*REQUIREMENT*.
Transcribe the records that follow, keeping every word as it stands.

*DATA EXTRACT*.

=== Section Start ===

Issue #5071, opened 2024-03-14
Add dry run option to alterations


raymonddenhaan:
Add the possibility for a dry run to the alterations API making it possible to check which workflows are going to be affected by the created query.

PR #5110, opened 2024-03-20
Add DryRun endpoint and workflow instance finder

### LINKED ISSUE #5109: Activity Filter in API Not Filtering as Expected
We've encountered an issue where the `ActivityFilter` does not seem to be functioning as expected. Despite applying filters intended to yield no results under certain conditions, plans are being executed for instances that should ostensibly be filtered out.

### Initial Conditions:
- There are two workflow instances.

### Steps to Reproduce:
1. Create a plan with the following filter criteria:
   - `hasIncidents`: true (Expecting 2 instances to match this condition)
   - A filter with arbitrary values for an activity, which should theoretically result in 0 matching instances:
     ```json
     "filter": {
       "hasIncidents": true,
       "activityFilters": [
         {
           "id": "1",
           "nodeId": "1",
           "name": "Ijustmadethisup",
           "status": "Pending"
         }
       ]
     }
     ```

2. Expectation: No workflow instances should be found due to the specified `activityFilters`.

3. Outcome: Despite the expectation, the plan is executed for the two instances.

### Observed Behavior:
Upon reviewing the executed plan via `{{elsaurl}}elsa/api/alterations/227522d98102f026`, it's observed that the plan proceeded with alterations on both workflow instances that were supposed to be excluded by the filter.

```json
"workflowInstanceFilter": {
  "hasIncidents": true,
  "activityFilters": [
    {
      "id": "1",
      "nodeId": "1",
      "name": "Ijustmadethisup",
      "status": "Pending"
    }
  ]
}
```

The status of both jobs is marked as "Completed", indicating that the filtering did not work as intended.

### Expected Behavior:
The `ActivityFilter` should accurately filter out workflow instances that do not meet the specified criteria, in this case, not matching the arbitrary values specified for an activity.

### Additional Context:
- This issue directly impacts the ability to selectively perform operations on workflow instances, potentially affecting performance and the accuracy of workflow alterations.
- Further investigation into how filters are applied and processed in the API might be necessary to identify the root cause of this discrepancy.

sfmskywalker:
Added a new DryRun endpoint for executing alteration plans and implemented the IWorkflowInstanceFinder interface to search for workflow instances. Refactored existing code to use new workflow instance finder service, resulting in cleaner activity implementation.

Fixes #5109

### DIFF
--- a/src/modules/Elsa.Alterations.Core/Services/WorkflowInstanceFinder.cs
+++ b/src/modules/Elsa.Alterations.Core/Services/WorkflowInstanceFinder.cs
@@ -1,0 +1,54 @@
+using Elsa.Alterations.Core.Contracts;
+using Elsa.Alterations.Core.Models;
+using Elsa.Workflows.Management.Contracts;
+using Elsa.Workflows.Management.Filters;
+using Elsa.Workflows.Runtime.Contracts;
+using Elsa.Workflows.Runtime.Filters;
+
+namespace Elsa.Alterations.Core.Services;
+
+/// <inheritdoc />
+public class WorkflowInstanceFinder(IWorkflowInstanceStore workflowInstanceStore, IActivityExecutionStore activityExecutionStore) : IWorkflowInstanceFinder
+{
+    /// <inheritdoc />
+    public async Task<IEnumerable<string>> FindAsync(AlterationWorkflowInstanceFilter filter, CancellationToken cancellationToken = default)
+    {
+        var workflowInstanceFilter = new WorkflowInstanceFilter
+        {
+            Ids = filter.WorkflowInstanceIds?.ToList(),
+            DefinitionVersionIds = filter.DefinitionVersionIds?.ToList(),
+            CorrelationIds = filter.CorrelationIds?.ToList(),
+            HasIncidents = filter.HasIncidents,
+            IsSystem = filter.IsSystem,
+            TimestampFilters = filter.TimestampFilters?.ToList(),
+        };
+        var activityExecutionFilters = filter.ActivityFilters?.Select(x => new ActivityExecutionRecordFilter
+        {
+            ActivityId = x.ActivityId,
+            Id = x.ActivityInstanceId,
+            ActivityNodeId = x.NodeId,
+            Name = x.Name,
+            Status = x.Status,
+        }).ToList();
+
+        var workflowInstanceIds = workflowInstanceFilter.IsEmpty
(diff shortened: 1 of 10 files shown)


src/modules/Elsa.Alterations.Core/Services/WorkflowInstanceFinder.cs
```diff
@@ -0,0 +1,74 @@
...
+            Id = x.ActivityInstanceId,
+            ActivityNodeId = x.NodeId,
+            Name = x.Name,
+            Status = x.Status,
+        }).ToList();
+
+        var workflowInstanceFilterIsEmpty = WorkflowFilterIsEmpty(workflowInstanceFilter);
+
+        var workflowInstanceIds = workflowInstanceFilterIsEmpty
+            ? Enumerable.Empty<string>().ToHashSet()
```
raymonddenhaan, line 39: Do we give some feedback to the user that they actually need to enter filter criteria or is this implied from the empty list that is returned?

src/modules/Elsa.Alterations.Core/Services/WorkflowInstanceFinder.cs
```diff
@@ -0,0 +1,74 @@
...
+            if (workflowInstanceFilterIsEmpty)
+                workflowInstanceIds = matchingWorkflowInstanceIds;
+            else
+                workflowInstanceIds.IntersectWith(matchingWorkflowInstanceIds);
+        }
+
+        return workflowInstanceIds;
+    }
+
+    private bool WorkflowFilterIsEmpty(WorkflowInstanceFilter filter)
```
raymonddenhaan, line 59: Why remove this from the filter itself? There we would be able to re use the logic

src/modules/Elsa.Alterations/Endpoints/Alterations/DryRun/Endpoint.cs
```diff
@@ -0,0 +1,30 @@
...
+{
+    /// <inheritdoc />
+    public override void Configure()
+    {
+        Post("/alterations/dry-run");
+        ConfigurePermissions("run:alterations");
+    }
+
+    /// <inheritdoc />
+    public override async Task HandleAsync(AlterationWorkflowInstanceFilter filter, CancellationToken cancellationToken)
```
raymonddenhaan, line 22: Wouldn't it be easier to add dryrun as an optional parameter to the alteration endpoint? Now we need to ensure these 2 endpoints stay the same.

raymonddenhaan:
This closes #5071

=== Section End ===

*SOLUTION TO THIS PROBLEM*.
Issue #5071, opened 2024-03-14
Add dry run option to alterations


raymonddenhaan:
Add the possibility for a dry run to the alterations API making it possible to check which workflows are going to be affected by the created query.

PR #5110, opened 2024-03-20
Add DryRun endpoint and workflow instance finder

### LINKED ISSUE #5109: Activity Filter in API Not Filtering as Expected
We've encountered an issue where the `ActivityFilter` does not seem to be functioning as expected. Despite applying filters intended to yield no results under certain conditions, plans are being executed for instances that should ostensibly be filtered out.

### Initial Conditions:
- There are two workflow instances.

### Steps to Reproduce:
1. Create a plan with the following filter criteria:
   - `hasIncidents`: true (Expecting 2 instances to match this condition)
   - A filter with arbitrary values for an activity, which should theoretically result in 0 matching instances:
     ```json
     "filter": {
       "hasIncidents": true,
       "activityFilters": [
         {
           "id": "1",
           "nodeId": "1",
           "name": "Ijustmadethisup",
           "status": "Pending"
         }
       ]
     }
     ```

2. Expectation: No workflow instances should be found due to the specified `activityFilters`.

3. Outcome: Despite the expectation, the plan is executed for the two instances.

### Observed Behavior:
Upon reviewing the executed plan via `{{elsaurl}}elsa/api/alterations/227522d98102f026`, it's observed that the plan proceeded with alterations on both workflow instances that were supposed to be excluded by the filter.

```json
"workflowInstanceFilter": {
  "hasIncidents": true,
  "activityFilters": [
    {
      "id": "1",
      "nodeId": "1",
      "name": "Ijustmadethisup",
      "status": "Pending"
    }
  ]
}
```

The status of both jobs is marked as "Completed", indicating that the filtering did not work as intended.

### Expected Behavior:
The `ActivityFilter` should accurately filter out workflow instances that do not meet the specified criteria, in this case, not matching the arbitrary values specified for an activity.

### Additional Context:
- This issue directly impacts the ability to selectively perform operations on workflow instances, potentially affecting performance and the accuracy of workflow alterations.
- Further investigation into how filters are applied and processed in the API might be necessary to identify the root cause of this discrepancy.

sfmskywalker:
Added a new DryRun endpoint for executing alteration plans and implemented the IWorkflowInstanceFinder interface to search for workflow instances. Refactored existing code to use new workflow instance finder service, resulting in cleaner activity implementation.

Fixes #5109

### DIFF
--- a/src/modules/Elsa.Alterations.Core/Services/WorkflowInstanceFinder.cs
+++ b/src/modules/Elsa.Alterations.Core/Services/WorkflowInstanceFinder.cs
@@ -1,0 +1,54 @@
+using Elsa.Alterations.Core.Contracts;
+using Elsa.Alterations.Core.Models;
+using Elsa.Workflows.Management.Contracts;
+using Elsa.Workflows.Management.Filters;
+using Elsa.Workflows.Runtime.Contracts;
+using Elsa.Workflows.Runtime.Filters;
+
+namespace Elsa.Alterations.Core.Services;
+
+/// <inheritdoc />
+public class WorkflowInstanceFinder(IWorkflowInstanceStore workflowInstanceStore, IActivityExecutionStore activityExecutionStore) : IWorkflowInstanceFinder
+{
+    /// <inheritdoc />
+    public async Task<IEnumerable<string>> FindAsync(AlterationWorkflowInstanceFilter filter, CancellationToken cancellationToken = default)
+    {
+        var workflowInstanceFilter = new WorkflowInstanceFilter
+        {
+            Ids = filter.WorkflowInstanceIds?.ToList(),
+            DefinitionVersionIds = filter.DefinitionVersionIds?.ToList(),
+            CorrelationIds = filter.CorrelationIds?.ToList(),
+            HasIncidents = filter.HasIncidents,
+            IsSystem = filter.IsSystem,
+            TimestampFilters = filter.TimestampFilters?.ToList(),
+        };
+        var activityExecutionFilters = filter.ActivityFilters?.Select(x => new ActivityExecutionRecordFilter
+        {
+            ActivityId = x.ActivityId,
+            Id = x.ActivityInstanceId,
+            ActivityNodeId = x.NodeId,
+            Name = x.Name,
+            Status = x.Status,
+        }).ToList();
+
+        var workflowInstanceIds = workflowInstanceFilter.IsEmpty
(diff shortened: 1 of 10 files shown)


src/modules/Elsa.Alterations.Core/Services/WorkflowInstanceFinder.cs
```diff
@@ -0,0 +1,74 @@
...
+            Id = x.ActivityInstanceId,
+            ActivityNodeId = x.NodeId,
+            Name = x.Name,
+            Status = x.Status,
+        }).ToList();
+
+        var workflowInstanceFilterIsEmpty = WorkflowFilterIsEmpty(workflowInstanceFilter);
+
+        var workflowInstanceIds = workflowInstanceFilterIsEmpty
+            ? Enumerable.Empty<string>().ToHashSet()
```
raymonddenhaan, line 39: Do we give some feedback to the user that they actually need to enter filter criteria or is this implied from the empty list that is returned?

src/modules/Elsa.Alterations.Core/Services/WorkflowInstanceFinder.cs
```diff
@@ -0,0 +1,74 @@
...
+            if (workflowInstanceFilterIsEmpty)
+                workflowInstanceIds = matchingWorkflowInstanceIds;
+            else
+                workflowInstanceIds.IntersectWith(matchingWorkflowInstanceIds);
+        }
+
+        return workflowInstanceIds;
+    }
+
+    private bool WorkflowFilterIsEmpty(WorkflowInstanceFilter filter)
```
raymonddenhaan, line 59: Why remove this from the filter itself? There we would be able to re use the logic

src/modules/Elsa.Alterations/Endpoints/Alterations/DryRun/Endpoint.cs
```diff
@@ -0,0 +1,30 @@
...
+{
+    /// <inheritdoc />
+    public override void Configure()
+    {
+        Post("/alterations/dry-run");
+        ConfigurePermissions("run:alterations");
+    }
+
+    /// <inheritdoc />
+    public override async Task HandleAsync(AlterationWorkflowInstanceFilter filter, CancellationToken cancellationToken)
```
raymonddenhaan, line 22: Wouldn't it be easier to add dryrun as an optional parameter to the alteration endpoint? Now we need to ensure these 2 endpoints stay the same.

raymonddenhaan:
This closes #5071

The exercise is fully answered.